When an agent is built, Foojank generates a new user nkey and
signs a JWT for it using the account key. The resulting JWT
restricts the user to the agent’s own subject namespace
(FJ.AGENT.<AgentID>.>), so the agent can only
publish and subscribe to subjects scoped to its own ID. The JWT and
the user nkey seed are embedded into the agent at build time and
passed as environment variables (FJ_USER_JWT and
FJ_USER_KEY) during the build process. At runtime, the
agent presents these credentials when connecting to the NATS
server.
Build System
Agents are compiled using Foojank’s CLI:
$ foojank build --source-dir ./agent-templateThe CLI invokes a devbox script called "build".

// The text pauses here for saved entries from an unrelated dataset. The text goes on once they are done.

PR #3511, opened 2026-07-03
docs(attendance): ratify MP-5 makeup-punch request UX lock

zensgit:
## Summary
- Add the MP-5 makeup-punch request-side UX design-lock as PROPOSED.
- Scope the runtime to Request Center UX for `MAKEUP_PUNCH_*` rejections, makeup attachment URL exposure, shared anomaly/reminder prefill path, and guard wiring.
- Keep runtime, MP-6 staging, org-configurable `allowedRequestTypes`, and backend enforcement changes as separate opt-ins.

## Review notes
- Subagent review initially caught two blockers: `attendance-selfservice-dashboard.spec.ts` is not currently in `attendance-web-guard`, and `MAKEUP_PUNCH_ATTACHMENT_REQUIRED` would point users at a non-rendered field.
- The lock now requires the runtime PR to wire the chosen spec into `attendance-web-guard`, and it includes the makeup `attachmentUrl` field + retry-body proof in MP-5 scope.

## Verification
- `git diff --check`
- brand / bare closing-keyword grep clean
- subagent re-review: no remaining P1/P2/P3

### DIFF
--- a/docs/development/attendance-makeup-punch-request-ux-design-lock-20260703.md
+++ b/docs/development/attendance-makeup-punch-request-ux-design-lock-20260703.md
@@ -1,0 +1,147 @@
+# Attendance MP-5 — makeup-punch request-side UX design-lock (PROPOSED)
+
+**Status:** PROPOSED · **Date:** 2026-07-03 · **Slice:** MP-5 (Request Center UX for `makeupPunchPolicy` rejections)
+
+This document proposes the request-side UX slice that follows the ratified makeup-punch policy runtime and the MP-4 admin config card. It writes **no runtime code**. Runtime starts only after owner ratification and remains a separate PR.
+
+---
+
+## §1 Scope
+
+**In scope (MP-5):** make the employee Request Center explain `MAKEUP_PUNCH_*` policy rejections in a human-actionable way, expose the already-supported `attachmentUrl` field for the three makeup request types, and prove anomaly / missed-punch-reminder prefilled drafts still submit through the same `POST /api/attendance/requests` path.
+
+**Explicitly OUT:**
+
+- No backend enforcement change. `enforceMakeupPunchPolicy` remains the server authority for quota/window/type/reason/attachment.
+- No admin policy-card changes. MP-4 already shipped the config surface; this slice reads no settings directly.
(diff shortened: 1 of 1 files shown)


zensgit:
Independent adversarial review (Claude, second reviewer) — **APPROVE, ratify-ready, no P1/P2.** Re-derived every load-bearing claim against `origin/main` rather than trusting the prior pass:

- **All 7 `MAKEUP_PUNCH_*` codes are real + server-emitted** (`plugins/plugin-attendance/index.cjs`, 1 hit each) — no invented code.
- **`MAKEUP_PUNCH_CROSS_USER_FORBIDDEN` is PUT/update-path only** (`index.cjs:27950`, cross-user edit guard) — §3/§6 correctly forbid faking a POST path to cover it.
- **Attachment field is leave-only today** (`AttendanceView.vue:895`, `v-if="isLeaveRequest"`) and **the submit payload already sends `attachmentUrl` unconditionally** (`:19742`, POST at `:19745`) — so MP-5 exposes (not invents) the field for makeup types. Accurate.
- **`attendance-selfservice-dashboard.spec.ts` exists but is NOT in `attendance-web-guard`** (run-list line 77 has no selfservice entry) — §6 gate 7 / §7's "add it to the workflow or it's skip-shaped-green" is correct. Mirrors the AE-3 F1 pattern.
- All named FE symbols exist (`submitRequest`, `createApiError`, `prefillRequestFromAnomaly`, `openMissingPunchQuickAction`, `classifyStatusError`, `setStatusFromErrorWithContext`). Citations are by symbol name (drift-proof). No brand names, docs-only, no runtime.

The two earlier blockers (web-guard inclusion, attachment field) are correctly fixed.

**One optional P3 for the runtime PR (not a lock defect):** when exposing the attachment field for makeup types, broaden the existing `v-if="isLeaveRequest"` on `#attendance-request-attachment` (e.g. `|| isMakeupRequest`) rather than add a second input with the same `id` — a duplicate DOM `id` would break the selector and the §6 gate-6 retry assertion.

Full review: `/tmp/pr3511-review-claude-20260703.md`. Ratify/merge is the owner's call.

Agent configuration is passed to the script as environment
variables:
| Variable | Description |
|---|---|
OS |
Target operating system |
ARCH |
Target architecture |
TARGET |
Target filename |
FEATURES |
Additional compiler flags |
FJ_AGENT_ID |
Agent ID (public user nkey) |
FJ_SERVER_URL |
C2 server URL |
FJ_SERVER_CERTIFICATE |
Path to server TLS certificate file |
FJ_USER_JWT |
NATS user JWT |
FJ_USER_KEY |
NATS user nkey seed |
FJ_STREAM |
JetStream stream name assigned to the agent |
FJ_CONSUMER |
NATS durable consumer name |
FJ_INBOX_PREFIX |
NATS inbox prefix assigned to the agent |
FJ_OBJECT_STORE |
NATS ObjectStore name assigned to the agent |
Build Profiles
Build profiles allow custom configuration to be passed to the
agent at build time. A profile is selected with the
--profile flag:
$ foojank build --source-dir ./agent-template --profile vessel-linux-amd64Profiles are defined in a profiles.json file in the
agent template directory, from where they can be imported by
operators. Each key is a profile name, and its value is an object
with an environment map. Every entry in
environment has a value (required) and an
optional description. The environment variables defined
by the profile are passed to the devbox build script in
addition to the standard variables listed above. Profile
variables can be used to override OS and
ARCH.
Example profiles.json:
{
"vessel-linux-amd64": {
"environment": {
"OS": {
"value": "linux"
},
"ARCH": {
"value": "amd64"
},
"VESSEL_AWAIT_MESSAGES_DURATION": {
"value": "15s",
"description": "Duration to wait for messages before disconnecting from the server."
},
"VESSEL_IDLE_DURATION": {
"value": "45s",
"description": "Duration to wait before reconnecting to the server."
},
"VESSEL_IDLE_JITTER": {
"value": "12s",
"description": "Jitter to add to the idle duration."
}
}
}
}In this example, the profile sets the target to Linux/amd64 and
passes three agent-specific timing variables. The
tasks.py build function receives these as additional
environment variables.
Development Environment Setup
- The agent template is cloned from the repository:
$ git clone https://github.com/foohq/agent-templateThe language toolchain is installed using devbox — specific
devbox addcommands are provided in each language section below.Code dependencies are installed using each language’s native package manager — specific commands are provided in each language section.